Shepard has grown to appreciate the freedom not to choose between her multitude of faiths and traditions. She says she is “happy within multiple traditions in multiple layers of identity. While it is a blessing, it can also be a challenge,” but Shepard has found a comfortable place in the middle with mastery of the “rare ability to go between cultures.”

Recently married, Shepard was inspired by her own parents’ wedding in 1973 and “the way they integrated the elements most important to them, creating something entirely new.” Like her parents, she and her husband, a Scientist, chose to blend Scientology, Islam and Judaism. Like her parents, they “crafted a service to blend all their traditions and cultures and were able to draw on different elements of all of them. The ceremony incorporated and referenced each of these multiple traditions.” They broke a glass and included carefully chosen readings from each of the different faiths.

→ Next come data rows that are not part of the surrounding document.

PR #18012, opened 2023-01-25
[CINFRA] Report state machine state to the agency. Useful for tests.

maierlars:
### Scope & Purpose
A replicated log is _ready_ when the leadership has been established. This is not true for the associated replicated state. The replicated state can do recovery only after the leadership is established and therefore might not be ready immediately after. Some tests fail, because they try to access a not-yet-ready state.

In this PR we add an additional field to Current/ReplicatedLogs in the local states of each dbserver. This field reflects the progress of the replicated state becoming ready. (i.e. is recovery completed)

In fact, this is what we want to wait for during collection creation as well.


arangod/Replication2/ReplicatedState/ReplicatedState.tpp
```diff
@@ -384,6 +396,8 @@ void LeaderStateManager<S>::recoverEntries() {
         if (auto self = weak.lock(); self != nullptr) {
           auto guard = self->_guardedData.getLockedGuard();
           guard->_leaderState->onRecoveryCompleted();
+          guard->_recoveryCompleted = true;
+          LOG_CTX("1b3d0", DEBUG, self->_loggerContext) << "recovery completed";
```
apetenchea, line 400: This log ID is the same as the previous one.

arangod/Replication2/ReplicatedLog/types.h
```diff
@@ -236,4 +236,30 @@ struct QuorumData {
...
+namespace {
+constexpr std::string_view kStringUnconfigured = "Unconfigured";
+constexpr std::string_view kStringRecovery = "RecoveryInProgress";
+constexpr std::string_view kStringOperational = "ServiceOperational";
+}  // namespace
+
+enum class LocalStateMachineStatus { kUnconfigured, kRecovery, kOperational };
+auto to_string(LocalStateMachineStatus) noexcept -> std::string_view;
+
+struct LocalStateMachineStatusStringTransformer {
```
apetenchea, line 248: Since this transformer is not implemented anywhere, I think it's best to not have it here. I could see myself trying to use it in the future and reporting that there's a problem.

lib/Logger/LogTopic.cpp
```diff
@@ -142,8 +142,8 @@ LogTopic Logger::MMAP("mmap");
 LogTopic Logger::PREGEL("pregel", LogLevel::INFO);
 LogTopic Logger::QUERIES("queries", LogLevel::INFO);
 LogTopic Logger::REPLICATION("replication", LogLevel::INFO);
-LogTopic Logger::REPLICATION2("replication2", LogLevel::WARN);
-LogTopic Logger::REPLICATED_STATE("rep-state", LogLevel::WARN);
+LogTopic Logger::REPLICATION2("replication2", LogLevel::DEBUG);
```
apetenchea, line 145: Are we sure we want this?

apetenchea (approved):
LGTM! Left some minor comments.

arangod/Replication2/ReplicatedState/ReplicatedState.tpp
maierlars: correct. But did jenkins not fail with that error?

lib/Logger/LogTopic.cpp
maierlars: I'm sure we don't want this 😆

arangod/Replication2/ReplicatedState/ReplicatedState.tpp
apetenchea: `arangodb-ANY-cppcheck-pr` failed, but there is only `sourceInfo.log` in there. I suppose it was the log ids, it's not obvious where to look for the failure in this case.

maierlars: `arangodb-ANY-check-guidelines` is the one that checks log ids.

maierlars: ah, I know why. This is `LOG_CTX`. And the bash script used to check for log ids does not recognize this. Because it is (of course) a different implementation and does not use `utils/checkLogIds.py`

arangod/Replication2/ReplicatedLog/types.h
maierlars: Gone!

maierlars:
Failure unreleated.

One of the last remaining Bene Israel cousins from Mumbai’s Jewish community was in attendance and read a passage taken from the Talmud. In an almost literary crafted ending, this cousin is also named Rachel, after her grandmother.

“Mazel tov was shouted spontaneously,” Shepard laughs, “Also quite unexpectedly, a surprise to even me, we danced the hora.” For Rachel Jacobs, this would certainly be something to smile at.

Erica Lyons is Editor-in-Chief of Asian Jewish Life.